- WHAT THIS TASK INVOLVES
All of the entries should be written out again exactly.

DATA SHOWN Start Marker

PR #1188, opened 2018-03-04
Added the option to apologize

vermicellibug:
Because I said something I shouldn't have to my Moni


TinyInternetTree:
So just out of curiosity, what did you say to her?

Subzerosan:
This is the wrong place, please put this under issues as a suggestion, thanks.

monikLover:
I like this. This could be expanded where it can check what the player did in the base game by checking the `persistent.playthrough`. Approved.

PR #1194, opened 2018-03-04
MAS persistent updates

kaido1224:
Updated some of the MAS specific persistents to meet the naming convention


ThePotatoGuy:
Is `player_dialogue` used anywhere else other than in the old keyword system?

ThePotatoGuy:
What I mean is that if it's only used in outdated code, we should just comment it out (along with that keyword section).

kaido1224:
Oh Gotcha, I have no clue. I'll look when I get a chance.

kaido1224:
disregard this

PR #1195, opened 2018-03-05
Fun Facts Topic!

Olliesama:
Adds 20 good fun facts, and 4 bad fun facts into 1 topic.
10% of getting a bad fact.

I may make some minor edits later but it should run fine.


Olliesama:
Thanks for the input, I'll fill the syntax and way the code is worded when I get back.
I purposefully have it done in a fashion to make bad facts a rarity which means if I'm making each fact a label which I'm jumping to then I'll need to redo how the chances of the bad facts could occur...

aldoram5:
No worries, there's no rush.
Also for the bad facts and good facts probability, you could put them in different lists and still use the random to determine from which list you'll be picking the fact, that way you can keep the bad ones rarity like you want.
Also you may want to wait until Potato gets a look at this, since this one is a little bit more than just the average topic.

Monika After Story/game/script-topics.rpy
```diff
@@ -4940,3 +4940,297 @@ label monika_asks_family:
...
+init 5 python:
+    addEvent(Event(persistent.event_database,eventlabel="monika_fun_facts_open",category=['misc'],prompt="Fun facts",pool=True))
+
+default fun_facts_start = 0
+default persistent._mas_funfactfun = True
+
+label monika_fun_facts_open:
+    #Determines the fact number and whether it's a bad fact
+    python:
+        fun_facts_bad_chance = random.randint(1,100)
```
ThePotatoGuy: While `random` is usable here, we prefer to keep things within renpy scope so we don't have to add additional `imports` somewhere. Use the `randint` [provided](https://www.renpy.org/doc/html/other.html#renpy-random) by renpy. (Which it appears that you actually did do that a few lines below).

Monika After Story/game/script-topics.rpy
```diff
@@ -4940,3 +4940,297 @@ label monika_asks_family:
...
+        m 1a "Say [player], would you like to hear a fun fact?"
+        m 4a "I've been looking some up just to try and teach us both something new."
+        m 4j "They say you learn something new everyday, this way I'm guaranteeing it!"
+        m 2l "I found most of these online so I can't say they're {i}definitely{/i} true... "
+        $ fun_facts_start = 1
+    m 3a "Now, let's see..."
+
+#Determines if it is a bad fact, 10% chance.
+    if fun_facts_bad_chance <= 10:
+        $ renpy.jump('bad_facts_'+str(renpy.random.randint(1,4)))
```
ThePotatoGuy: While this is perfectly acceptable, you should use the renpy-native `jump` command rather than the python equivalent whenever you're in renpy script. More on that [here](https://www.renpy.org/doc/html/label.html#jump-statement). 

The syntax would be `jump expression <variable containing the label as a string>`.

Yes, this would make your one-line jumps turn into 2 lines, but with some clever work:
```renpy
if bad_chance:
    $ jumpfact = "bad_facts_{0}".format(renpy.random.randint(1,4))
else:
    $ jumpfact = "fun_fact_{0}".format(renpy.random.randint(1,20))

jump expression jumpfact
```
It'll look cleaner.

Also, the number of fun/bad facts should be constants rather than literals so its easier for us to keep track of how many facts there are.
Define these in a store like:
```renpy
define mas_funfact.fun_count = 4
```

Monika After Story/game/script-topics.rpy
```diff
@@ -4940,3 +4940,297 @@ label monika_asks_family:
                 m 1f "You can tell me about your family when you're ready, [player]." 
                 m 1j "I love you very much!"                              
     return
+    
+
+init 5 python:
+    addEvent(Event(persistent.event_database,eventlabel="monika_fun_facts_open",category=['misc'],prompt="Fun facts",pool=True))
+
+default fun_facts_start = 0
```
ThePotatoGuy: It looks like `fun_facts_start` just flips between 1 and 0. A boolean would be a better choice.

Olliesama:
Updated, thanks for the suggestions Potato!
It really taught me a lot. :)

Monika After Story/game/script-topics.rpy
```diff
@@ -4940,3 +4940,300 @@ label monika_asks_family:
...
+    addEvent(Event(persistent.event_database,eventlabel="monika_fun_facts_open",category=['misc'],prompt="Fun facts",pool=True))
+
+default fun_facts_started = False
+default persistent._mas_funfactfun = True
+define mas_funfact.fun_count = 20
+define mas_funfact.bad_count = 4
+
+label monika_fun_facts_open:
+    #Determines the fact number and whether it's a bad fact
+    python:
```
aldoram5: The python block is no longer needed now that you're using renpy's random.

```
    # Determines the fact number and whether it's a bad fact
    $ fun_facts_bad_chance = renpy.random.randint(1,100)
```

Olliesama:
There you go.

Monika After Story/game/script-topics.rpy
```diff
@@ -4940,3 +4940,299 @@ label monika_asks_family:
...
+    addEvent(Event(persistent.event_database,eventlabel="monika_fun_facts_open",category=['misc'],prompt="Fun facts",pool=True))
+
+default fun_facts_started = False
+default persistent._mas_funfactfun = True
+define mas_funfact.fun_count = 20
+define mas_funfact.bad_count = 4
+
+label monika_fun_facts_open:
+    #Determines the fact number and whether it's a bad fact
+    fun_facts_bad_chance = renpy.random.randint(1,100)
```
aldoram5: you need the `$` character before `fun_facts_bad_chance` otherwise it crashes the mod 

The line should look like this:
`    $ fun_facts_bad_chance = renpy.random.randint(1,100)`

Monika After Story/game/script-topics.rpy
```diff
@@ -4940,3 +4940,299 @@ label monika_asks_family:
...
+        m 1b "Up for another fun fact [player]?"
+        if persistent._mas_funfactfun:
+           m 2j "That last one was pretty interesting after all!"
+        else:
+           m 2m "I know that last one wasn't great...but I'm sure this next one will be better."
+    m 3a "Now, let's see..."
+
+#Determines if it is a bad fact, 10% chance.
+    if fun_facts_bad_chance <= 10:
+        $ jump_fact = "bad_facts_{0}".format(renpy.random.randint(1,4))
```
ThePotatoGuy: You added constant versions of the literals, which is good, but you didn't put them here. The idea behind this is that if we'd only have to change one line instead of every line the literal is on.

Olliesama:
Updated, and fixed...I hope. Sorry about that Potato.

kaido1224:
I was testing this finale, and i ran into an issue. I tested this on a brand new copy of MAS (with no persistent) and when I clicked the topic, it implied that i've seen fun facts before, but i definitely hadn't. So there appears to be something wrong here. If I had to guess, it has something to do with:

```if fun_facts_started:```

https://youtu.be/9V5euZe1Azs

You might wanna check it out.

Olliesama:
Thanks for pointing out the issue, I've hopefully fixed it. It at least worked on my end.

kaido1224:
Hmm.. do you test your PRs in MAS before you submit them? Just wondering.

I tested this again and I ran into an error.

capture

You used [i] and [/i] instead of {i} and {/i} in the dialog which caused the error above.

Olliesama:
I do. :/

DATA SHOWN End Marker

- YOUR RESPONSE
PR #1188, opened 2018-03-04
Added the option to apologize

vermicellibug:
Because I said something I shouldn't have to my Moni


TinyInternetTree:
So just out of curiosity, what did you say to her?

Subzerosan:
This is the wrong place, please put this under issues as a suggestion, thanks.

monikLover:
I like this. This could be expanded where it can check what the player did in the base game by checking the `persistent.playthrough`. Approved.

PR #1194, opened 2018-03-04
MAS persistent updates

kaido1224:
Updated some of the MAS specific persistents to meet the naming convention


ThePotatoGuy:
Is `player_dialogue` used anywhere else other than in the old keyword system?

ThePotatoGuy:
What I mean is that if it's only used in outdated code, we should just comment it out (along with that keyword section).

kaido1224:
Oh Gotcha, I have no clue. I'll look when I get a chance.

kaido1224:
disregard this

PR #1195, opened 2018-03-05
Fun Facts Topic!

Olliesama:
Adds 20 good fun facts, and 4 bad fun facts into 1 topic.
10% of getting a bad fact.

I may make some minor edits later but it should run fine.


Olliesama:
Thanks for the input, I'll fill the syntax and way the code is worded when I get back.
I purposefully have it done in a fashion to make bad facts a rarity which means if I'm making each fact a label which I'm jumping to then I'll need to redo how the chances of the bad facts could occur...

aldoram5:
No worries, there's no rush.
Also for the bad facts and good facts probability, you could put them in different lists and still use the random to determine from which list you'll be picking the fact, that way you can keep the bad ones rarity like you want.
Also you may want to wait until Potato gets a look at this, since this one is a little bit more than just the average topic.

Monika After Story/game/script-topics.rpy
```diff
@@ -4940,3 +4940,297 @@ label monika_asks_family:
...
+init 5 python:
+    addEvent(Event(persistent.event_database,eventlabel="monika_fun_facts_open",category=['misc'],prompt="Fun facts",pool=True))
+
+default fun_facts_start = 0
+default persistent._mas_funfactfun = True
+
+label monika_fun_facts_open:
+    #Determines the fact number and whether it's a bad fact
+    python:
+        fun_facts_bad_chance = random.randint(1,100)
```
ThePotatoGuy: While `random` is usable here, we prefer to keep things within renpy scope so we don't have to add additional `imports` somewhere. Use the `randint` [provided](https://www.renpy.org/doc/html/other.html#renpy-random) by renpy. (Which it appears that you actually did do that a few lines below).

Monika After Story/game/script-topics.rpy
```diff
@@ -4940,3 +4940,297 @@ label monika_asks_family:
...
+        m 1a "Say [player], would you like to hear a fun fact?"
+        m 4a "I've been looking some up just to try and teach us both something new."
+        m 4j "They say you learn something new everyday, this way I'm guaranteeing it!"
+        m 2l "I found most of these online so I can't say they're {i}definitely{/i} true... "
+        $ fun_facts_start = 1
+    m 3a "Now, let's see..."
+
+#Determines if it is a bad fact, 10% chance.
+    if fun_facts_bad_chance <= 10:
+        $ renpy.jump('bad_facts_'+str(renpy.random.randint(1,4)))
```
ThePotatoGuy: While this is perfectly acceptable, you should use the renpy-native `jump` command rather than the python equivalent whenever you're in renpy script. More on that [here](https://www.renpy.org/doc/html/label.html#jump-statement). 

The syntax would be `jump expression <variable containing the label as a string>`.

Yes, this would make your one-line jumps turn into 2 lines, but with some clever work:
```renpy
if bad_chance:
    $ jumpfact = "bad_facts_{0}".format(renpy.random.randint(1,4))
else:
    $ jumpfact = "fun_fact_{0}".format(renpy.random.randint(1,20))

jump expression jumpfact
```
It'll look cleaner.

Also, the number of fun/bad facts should be constants rather than literals so its easier for us to keep track of how many facts there are.
Define these in a store like:
```renpy
define mas_funfact.fun_count = 4
```

Monika After Story/game/script-topics.rpy
```diff
@@ -4940,3 +4940,297 @@ label monika_asks_family:
                 m 1f "You can tell me about your family when you're ready, [player]." 
                 m 1j "I love you very much!"                              
     return
+    
+
+init 5 python:
+    addEvent(Event(persistent.event_database,eventlabel="monika_fun_facts_open",category=['misc'],prompt="Fun facts",pool=True))
+
+default fun_facts_start = 0
```
ThePotatoGuy: It looks like `fun_facts_start` just flips between 1 and 0. A boolean would be a better choice.

Olliesama:
Updated, thanks for the suggestions Potato!
It really taught me a lot. :)

Monika After Story/game/script-topics.rpy
```diff
@@ -4940,3 +4940,300 @@ label monika_asks_family:
...
+    addEvent(Event(persistent.event_database,eventlabel="monika_fun_facts_open",category=['misc'],prompt="Fun facts",pool=True))
+
+default fun_facts_started = False
+default persistent._mas_funfactfun = True
+define mas_funfact.fun_count = 20
+define mas_funfact.bad_count = 4
+
+label monika_fun_facts_open:
+    #Determines the fact number and whether it's a bad fact
+    python:
```
aldoram5: The python block is no longer needed now that you're using renpy's random.

```
    # Determines the fact number and whether it's a bad fact
    $ fun_facts_bad_chance = renpy.random.randint(1,100)
```

Olliesama:
There you go.

Monika After Story/game/script-topics.rpy
```diff
@@ -4940,3 +4940,299 @@ label monika_asks_family:
...
+    addEvent(Event(persistent.event_database,eventlabel="monika_fun_facts_open",category=['misc'],prompt="Fun facts",pool=True))
+
+default fun_facts_started = False
+default persistent._mas_funfactfun = True
+define mas_funfact.fun_count = 20
+define mas_funfact.bad_count = 4
+
+label monika_fun_facts_open:
+    #Determines the fact number and whether it's a bad fact
+    fun_facts_bad_chance = renpy.random.randint(1,100)
```
aldoram5: you need the `$` character before `fun_facts_bad_chance` otherwise it crashes the mod 

The line should look like this:
`    $ fun_facts_bad_chance = renpy.random.randint(1,100)`

Monika After Story/game/script-topics.rpy
```diff
@@ -4940,3 +4940,299 @@ label monika_asks_family:
...
+        m 1b "Up for another fun fact [player]?"
+        if persistent._mas_funfactfun:
+           m 2j "That last one was pretty interesting after all!"
+        else:
+           m 2m "I know that last one wasn't great...but I'm sure this next one will be better."
+    m 3a "Now, let's see..."
+
+#Determines if it is a bad fact, 10% chance.
+    if fun_facts_bad_chance <= 10:
+        $ jump_fact = "bad_facts_{0}".format(renpy.random.randint(1,4))
```
ThePotatoGuy: You added constant versions of the literals, which is good, but you didn't put them here. The idea behind this is that if we'd only have to change one line instead of every line the literal is on.

Olliesama:
Updated, and fixed...I hope. Sorry about that Potato.

kaido1224:
I was testing this finale, and i ran into an issue. I tested this on a brand new copy of MAS (with no persistent) and when I clicked the topic, it implied that i've seen fun facts before, but i definitely hadn't. So there appears to be something wrong here. If I had to guess, it has something to do with:

```if fun_facts_started:```

https://youtu.be/9V5euZe1Azs

You might wanna check it out.

Olliesama:
Thanks for pointing out the issue, I've hopefully fixed it. It at least worked on my end.

kaido1224:
Hmm.. do you test your PRs in MAS before you submit them? Just wondering.

I tested this again and I ran into an error.

capture

You used [i] and [/i] instead of {i} and {/i} in the dialog which caused the error above.

Olliesama:
I do. :/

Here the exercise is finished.